**Problem requirements:** Your answer should be one number, the count of lines in the entries holding the word "toml".

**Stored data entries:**
------------------------------------------------------------

PR #2133, opened 2026-07-01
fix(security): patch CRITICAL/HIGH CVEs in golang-adk-full and app images

jsonmp-k8:
## Summary

Fixes CRITICAL and HIGH severity vulnerabilities detected by Trivy in the `Scan images` CI workflow.

**golang-adk-full image:**
- `shell-quote` **CVE-2026-9277** (CRITICAL) — Arbitrary code execution; pin to `1.8.4` alongside the existing `lodash-es` override in `go/Dockerfile.full`

**app image:**
- `PyJWT` **CVE-2026-48526** (HIGH) — Authentication bypass via forged tokens; bump constraint from `>=2.12.0` → `>=2.13.0` in `agentsts-core`, `agentsts-adk`, and workspace `constraint-dependencies`; lock resolves to `2.13.0`
- `pyarrow` **CVE-2026-25087** (HIGH) — Denial of Service via Use-After-Free; add workspace constraint `>=23.0.1`; lock resolves to `24.0.0`

**Remaining / blocked:**
- `starlette` CVE-2026-48818 + CVE-2026-54283 (HIGH) — Fix requires starlette `>=1.3.1` (1.x), but `google-adk>=1.28.1,<2` pins `starlette<1.0.0`. A follow-up PR upgrading `agentsts-adk` to `google-adk>=2` is needed to fully close these.

## Changes

| File | Change |
|------|--------|
| `go/Dockerfile.full` | Add `shell-quote@1.8.4` to sandbox-runtime npm overrides |
| `python/packages/agentsts-core/pyproject.toml` | `PyJWT>=2.12.0` → `>=2.13.0` |
| `python/packages/agentsts-adk/pyproject.toml` | `PyJWT>=2.12.0` → `>=2.13.0` |
| `python/pyproject.toml` | Add `pyjwt>=2.13.0` and `pyarrow>=23.0.1` to `constraint-dependencies` |
| `python/uv.lock` | pyjwt `2.12.1`→`2.13.0`, pyarrow `21.0.0`→`24.0.0`, starlette `0.50.0`→`0.52.1` |

## Test plan

- [ ] `Scan images` CI passes for `golang-adk-full` (shell-quote CVE cleared)
- [ ] `Scan images` CI passes for `app` (PyJWT + pyarrow CVEs cleared)
- [ ] All existing unit/integration tests pass


EItanya (approved):
Thanks so much :)

jsonmp-k8:
Thanks for the detailed review — both points are valid. Opened #2138 as the follow-up:

1. **Sample lockfile gap** — you're right that `python/samples/adk/basic/uv.lock` was untouched here and still resolves `starlette 0.47.2`. The image-scan workflow doesn't cover the sample, but the exposure is real. #2138 regenerates that lockfile too (built in an isolated context since the sample's Docker build treats it as standalone).

2. **google-adk major upgrade scope** — you're right that a v1→v2 bump is a large change to fold into a security patch. It isn't scope creep though; the chain is forced:
   - Both starlette CVEs are fixed only in the 1.x line (no 0.x backport)
   - `google-adk<2` hard-pins `starlette<1.0.0`
   - `google-adk 2.2.0` is the earliest 2.x release that supports `starlette>=1.0.1` while staying under kagent-core's existing `opentelemetry-api<1.39.0` pin (2.3.0 would have forced an opentelemetry bump too)
   
   If a VEX / `.trivyignore` route makes more sense — treating the CVEs as non-exploitable in kagent's usage after auditing `StaticFiles` / `application/x-www-form-urlencoded` surface — happy to switch #2138 over. Let me know which direction reviewers prefer.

------------------------------------------------------------

**Output of the exercise:** 3